Education and training activities Such activities are designed to improve skills,
abilities, and knowledge of individuals. There are several activities available and
several approaches possible. For example, the individual can be educated in
isolation from his own work group (say, in a T-group, or Training-group,
consisting of strangers), or one can be educated in relation to the work group
(say, when a work team learns how better to manage interpersonal conflict).
The activities may be directed towards technical skills required for effective task
performance or towards improving interpersonal competence.
Techno-structural or structural activities Such activities are designed to
improve the effectiveness of the technical or structural inputs and constraints
affecting individuals or groups. The activities may take the form of (a)

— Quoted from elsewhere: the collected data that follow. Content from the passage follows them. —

Issue #1005, opened 2017-02-09
phar-update not a dev-dependency


KingCrunch:
| Q                 | A
| ----------------- | ---
| Issue Type        | Bug
| Deployer Version  | 4.2.1
| Local Machine OS  | Linux DELL-E5540-SEKR 4.9.8-1-ARCH #1 SMP PREEMPT Mon Feb 6 12:59:40 CET 2017 x86_64 GNU/Linux
| Remote Machine OS | N/A

### Description 
`deployer/phar-updater` is a `require-dev`. I'd expect, that a development requirement is only required für development, but once I installed deployer with `composer --no-dev` deployer fails to do _anything_ at all.

Expectation: Deployer works even when installed with `composer --no-dev`.

### Steps to reproduce

```
~$ dep -vvv
```

### Content of `deploy.php`

N/A

### Output log

```
PHP Fatal error:  Uncaught Error: Class 'Deployer\Component\PharUpdate\Console\Helper' not found in phar:///usr/bin/dep/src/Console/Application.php:72
Stack trace:
#0 phar:///usr/bin/dep/vendor/symfony/console/Application.php(83): Deployer\Console\Application->getDefaultHelperSet()
#1 phar:///usr/bin/dep/bin/dep(99): Symfony\Component\Console\Application->__construct('Deployer', '4.2.1')
#2 /usr/bin/dep(4): require('phar:///usr/bin...')
#3 {main}
  thrown in phar:///usr/bin/dep/src/Console/Application.php on line 72
```

elfet:
You are running phar version of deployer, not composer installed?

KingCrunch:
@elfet Exactly. I find it ugly to mix tools with dependencies

elfet:
Phar from deployer.org site contains this deps.

KingCrunch:
@elfet Don't get my wrong, I simply want to understand

So it is intended, that a Phar created without _development_ dependencies is actually broken?

elfet:
No, dev contains this package. What we can do is to check if class exists before adding it.

KingCrunch:
I've seen your comment after I've created the pull request #1006 (which I've created, because I didn't want to complain only ;)). Sure, you can close it, but I'd still disagree. The package is used during production. This makes it a concrete requirement and not something to enhance development.

[...]

PR #1016, opened 2017-02-15
Make dev-dependency to "required" because it's required

KingCrunch:
"deployer/phar-update" is not a development dependency, but it is required
within the phar and to build the phar

| Q             | A
| ------------- | ---
| Bug fix?      | Yes
| New feature?  | No
| BC breaks?    | No
| Deprecations? | No
| Fixed tickets | #1005

### DIFF
--- a/composer.json
+++ b/composer.json
@@ -31,11 +31,11 @@
         "symfony/process": "~2.6|~3.0",
         "phpseclib/phpseclib": "~2.0",
         "pimple/pimple": "~3.0",
-        "monolog/monolog": "^1.21"
+        "monolog/monolog": "^1.21",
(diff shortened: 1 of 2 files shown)


elfet:
But what about #937 #929 ? Some people disagree this your pr. I think it's required only for building phar, not needed in composer installed version. 
But, maybe you are right and this is more strait forward solution.

elfet:
Maybe suggest section is best of all?

elfet:
Well, phar-update does not required. Will add check if it's available.

elfet:
Done 31fd582c40adf2bacf9e4d175808b9f93a2f7fef

PR #1026, opened 2017-02-17
Parallel executor does not wait for once() task even if they can have an impact of the future tasks

ahfeel:
| Q             | A
| ------------- | ---
| Bug fix?      | Yes
| New feature?  | No
| BC breaks?    | No
| Deprecations? | No
| Fixed tickets | N/A

### DIFF
--- a/CHANGELOG.md
+++ b/CHANGELOG.md
@@ -10,7 +10,7 @@
 - Fixed `Can not share same dirs` for shared folders having similar names [#995](https://github.com/deployphp/deployer/issues/995)
 - Fixed scalar override on recursive option merge [#1003](https://github.com/deployphp/deployer/pull/1003)
 - Fixed incompatible PHP 7.0 syntax [#1020](https://github.com/deployphp/deployer/pull/1020)
-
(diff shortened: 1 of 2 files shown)


elfet:
Cool. Can you show example of deploy.php file for tests?

ahfeel:
Sure !

Here's an example that would fail :

```
<?php

namespace Deployer;

require 'recipe/common.php';

set('ssh_type', 'native');
set('ssh_multiplexing', true);

serverList('serverlist.yml');

option('global_flag', null, InputOption::VALUE_OPTIONAL, 'Set a super flag.');
task('test:step1', function() {
    Deployer::setDefault('global_flag', explode(',', input()->getOption('global_flag')));
})->once();

task('test:step2', function() {
    writeln('Has the flag ? ' . Deployer::getDefault('global_flag'));
});

task('test:all', [
    'test:step1',
    'test:step2',
]);
```

If you run this with the parallel execution flag, the step2 will be triggered at the same time than the step1, and the global option won't be parsed.

elfet:
This scenario can't work in parallel more. Because on share-nothing memory model. When you do `Deployer::setDefault` in task `test:step1`, it update only master process, and other does not changed.

PR #1028, opened 2017-02-17
Enable TTY for local commands

mbrodala:
| Q             | A
| ------------- | ---
| Bug fix?      | Yes
| New feature?  | Yes
| BC breaks?    | No
| Deprecations? | No
| Fixed tickets | N/A

This is essential when executing interactive commands via `runLocally()`.

### DIFF
--- a/CHANGELOG.md
+++ b/CHANGELOG.md
@@ -5,6 +5,7 @@
 
 ### Added
 - Add a way to retrieve a defined task [#1008](https://github.com/deployphp/deployer/pull/1008)
+- Enable TTY for local commands [#1028](https://github.com/deployphp/deployer/pull/1028)
 
 ### Fixed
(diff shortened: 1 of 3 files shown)


elfet:
I don't think what interactive by default is good solution. It's better to make if optional. Will do it in next v5.

mbrodala:
@elfet What issues exactly do you see here?

t33k:
+1 for NOT having that by default. I am planing to do deploy not from local computer but by calling one single command on remote server so I suppose I will use LocalServer() extensively and I should not have interaction there.

elfet:
Some command doesn't require tty.

elfet:
In v5 will be something like this:
```php
runLocally('...', ['tty' => true]);
```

experimenting with new organisation structures and evaluating their
effectiveness in terms of specific goals or (b) devising new ways to bring
technical resources to bear on problems.
4. OD interventions
Process consultation activities These activities on the part of the consultant
“help the client to perceive, understand, and act upon process events which
occur in the client's environment.” These activities perhaps more accurately
describe an approach, a consulting mode in which the client is given insight into
the human processes in organisations and taught skills in diagnosing and
managing them.
Grid organisation development activities The activities were invented and
franchised by Robert Blake and Jane Mouton and constitute a six-phase change
model involving the total organisation. Internal resources are developed to
conduct most of the programmes, which may take from three to five years to
complete. The model starts with upgrading individual managers' skills and
leadership abilities, moves to team improvement activities, then to intergroup
relations activities.
Third-party peacemaking activities Such activities are conducted by a skilled
consultant (the third party), and are designed to “help two members of an
organisation manage their interpersonal conflict.” They are based on
confrontation tactics and an understanding of the processes involved in conflict
and conflict resolution.
5. OD interventions
Coaching and counselling activities Such activities entail the consultant or other
organisation members working with individuals to help them (a) define learning
goals, (b) learn how others see their behaviour, and (c) learn new modes of
behaviour to see if these help them to achieve their goals better. A central feature of
this activity is the non-evaluative feedback given by others to an individual. A second
feature is the joint exploration of alternative behaviours.
Life- and career-planning activities The activities enable individuals to focus on
their life and career objectives and how they might go about achieving them.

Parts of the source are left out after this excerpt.